** Opening Supplied material block **
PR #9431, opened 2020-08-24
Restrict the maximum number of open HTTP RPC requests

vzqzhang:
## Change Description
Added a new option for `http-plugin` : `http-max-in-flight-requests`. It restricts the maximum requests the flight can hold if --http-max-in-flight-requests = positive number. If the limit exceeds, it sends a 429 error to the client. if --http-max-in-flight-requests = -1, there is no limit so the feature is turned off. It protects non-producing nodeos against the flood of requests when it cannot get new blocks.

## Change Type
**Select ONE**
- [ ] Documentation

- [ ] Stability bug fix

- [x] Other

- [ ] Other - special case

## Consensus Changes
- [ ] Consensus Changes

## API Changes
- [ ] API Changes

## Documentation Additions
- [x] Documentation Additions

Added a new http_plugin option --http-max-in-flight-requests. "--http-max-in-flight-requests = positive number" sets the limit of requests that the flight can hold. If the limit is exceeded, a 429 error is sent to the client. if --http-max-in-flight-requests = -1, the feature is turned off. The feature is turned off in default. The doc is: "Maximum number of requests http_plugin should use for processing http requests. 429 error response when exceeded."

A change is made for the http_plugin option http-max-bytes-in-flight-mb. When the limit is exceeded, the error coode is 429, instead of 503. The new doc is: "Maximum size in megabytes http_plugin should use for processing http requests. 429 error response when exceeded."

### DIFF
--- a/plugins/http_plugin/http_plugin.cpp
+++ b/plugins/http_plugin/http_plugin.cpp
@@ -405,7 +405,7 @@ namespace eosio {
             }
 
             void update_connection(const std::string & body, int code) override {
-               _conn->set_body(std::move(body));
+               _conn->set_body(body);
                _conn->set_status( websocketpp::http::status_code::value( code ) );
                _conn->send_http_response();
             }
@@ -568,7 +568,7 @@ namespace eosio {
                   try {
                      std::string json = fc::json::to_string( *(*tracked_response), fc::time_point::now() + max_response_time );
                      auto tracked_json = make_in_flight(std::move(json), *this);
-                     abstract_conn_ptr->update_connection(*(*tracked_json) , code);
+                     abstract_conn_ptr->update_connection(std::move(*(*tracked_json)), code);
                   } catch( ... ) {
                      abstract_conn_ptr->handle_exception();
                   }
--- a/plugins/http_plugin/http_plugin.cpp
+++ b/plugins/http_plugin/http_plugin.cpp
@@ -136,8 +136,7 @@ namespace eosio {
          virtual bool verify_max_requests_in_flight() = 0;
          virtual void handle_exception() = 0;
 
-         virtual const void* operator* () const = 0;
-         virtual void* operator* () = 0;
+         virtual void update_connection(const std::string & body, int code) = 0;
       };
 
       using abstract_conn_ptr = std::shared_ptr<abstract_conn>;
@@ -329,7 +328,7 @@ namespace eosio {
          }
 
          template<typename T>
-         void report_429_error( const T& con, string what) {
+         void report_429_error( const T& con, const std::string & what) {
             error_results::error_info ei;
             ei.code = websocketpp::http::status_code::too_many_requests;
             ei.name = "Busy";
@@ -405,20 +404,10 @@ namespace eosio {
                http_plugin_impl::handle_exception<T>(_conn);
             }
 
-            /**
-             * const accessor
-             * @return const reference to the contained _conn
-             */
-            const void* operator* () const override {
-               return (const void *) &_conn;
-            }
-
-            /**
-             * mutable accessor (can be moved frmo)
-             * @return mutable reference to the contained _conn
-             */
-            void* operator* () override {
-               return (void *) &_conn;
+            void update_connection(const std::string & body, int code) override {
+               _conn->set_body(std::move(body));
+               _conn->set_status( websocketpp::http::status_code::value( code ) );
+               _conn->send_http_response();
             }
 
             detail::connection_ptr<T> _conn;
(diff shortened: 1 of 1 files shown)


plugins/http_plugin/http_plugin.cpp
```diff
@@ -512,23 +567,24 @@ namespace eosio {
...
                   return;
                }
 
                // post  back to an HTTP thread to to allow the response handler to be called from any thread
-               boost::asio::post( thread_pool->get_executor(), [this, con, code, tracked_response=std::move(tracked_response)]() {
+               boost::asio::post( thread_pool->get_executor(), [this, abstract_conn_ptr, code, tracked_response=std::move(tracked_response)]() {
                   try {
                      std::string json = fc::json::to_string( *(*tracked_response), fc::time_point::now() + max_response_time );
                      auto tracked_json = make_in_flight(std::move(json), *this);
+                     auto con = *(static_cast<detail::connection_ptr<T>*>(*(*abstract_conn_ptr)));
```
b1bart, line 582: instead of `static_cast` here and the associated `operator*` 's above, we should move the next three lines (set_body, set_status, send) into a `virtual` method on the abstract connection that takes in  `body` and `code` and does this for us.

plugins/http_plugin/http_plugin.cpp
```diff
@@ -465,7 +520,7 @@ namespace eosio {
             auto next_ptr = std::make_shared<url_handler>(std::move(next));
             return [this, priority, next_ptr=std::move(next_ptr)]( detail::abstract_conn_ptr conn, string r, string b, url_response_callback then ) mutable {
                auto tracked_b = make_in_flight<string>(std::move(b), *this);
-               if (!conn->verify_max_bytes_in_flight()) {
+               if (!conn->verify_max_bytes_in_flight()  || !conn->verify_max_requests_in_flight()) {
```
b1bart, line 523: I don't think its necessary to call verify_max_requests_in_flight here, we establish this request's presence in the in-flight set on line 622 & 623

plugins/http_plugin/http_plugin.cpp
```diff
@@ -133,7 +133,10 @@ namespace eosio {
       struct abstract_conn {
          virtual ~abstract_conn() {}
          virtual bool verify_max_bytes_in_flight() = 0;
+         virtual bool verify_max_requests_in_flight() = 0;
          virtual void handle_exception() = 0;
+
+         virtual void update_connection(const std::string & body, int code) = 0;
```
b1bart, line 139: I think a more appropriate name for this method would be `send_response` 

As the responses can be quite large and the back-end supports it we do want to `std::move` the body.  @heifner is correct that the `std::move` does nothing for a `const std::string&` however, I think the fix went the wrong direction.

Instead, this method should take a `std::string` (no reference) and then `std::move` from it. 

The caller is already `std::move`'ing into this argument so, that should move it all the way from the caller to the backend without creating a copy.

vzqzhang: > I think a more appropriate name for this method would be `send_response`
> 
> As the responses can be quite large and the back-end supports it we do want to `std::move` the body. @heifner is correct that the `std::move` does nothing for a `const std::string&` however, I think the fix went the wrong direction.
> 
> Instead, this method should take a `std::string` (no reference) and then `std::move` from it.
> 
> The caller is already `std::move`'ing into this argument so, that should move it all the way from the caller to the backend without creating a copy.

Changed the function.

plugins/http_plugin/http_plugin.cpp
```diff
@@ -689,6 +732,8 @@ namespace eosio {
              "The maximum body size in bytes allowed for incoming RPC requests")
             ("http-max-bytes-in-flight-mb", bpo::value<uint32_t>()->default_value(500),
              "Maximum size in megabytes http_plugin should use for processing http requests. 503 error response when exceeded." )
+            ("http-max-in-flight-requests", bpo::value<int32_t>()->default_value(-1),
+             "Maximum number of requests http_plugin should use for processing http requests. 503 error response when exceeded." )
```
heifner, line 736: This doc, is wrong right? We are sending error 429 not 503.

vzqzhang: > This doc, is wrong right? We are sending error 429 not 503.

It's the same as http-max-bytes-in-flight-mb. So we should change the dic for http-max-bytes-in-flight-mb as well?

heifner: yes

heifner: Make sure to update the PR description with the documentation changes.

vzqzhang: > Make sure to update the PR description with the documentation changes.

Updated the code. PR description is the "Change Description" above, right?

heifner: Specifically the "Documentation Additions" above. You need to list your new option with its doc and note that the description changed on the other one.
** Closing Supplied material block **
▶ _Task prompt_
Please give the number of lines in the entries that contain the word "above", and nothing besides it.

▶ _Exercise answer_
3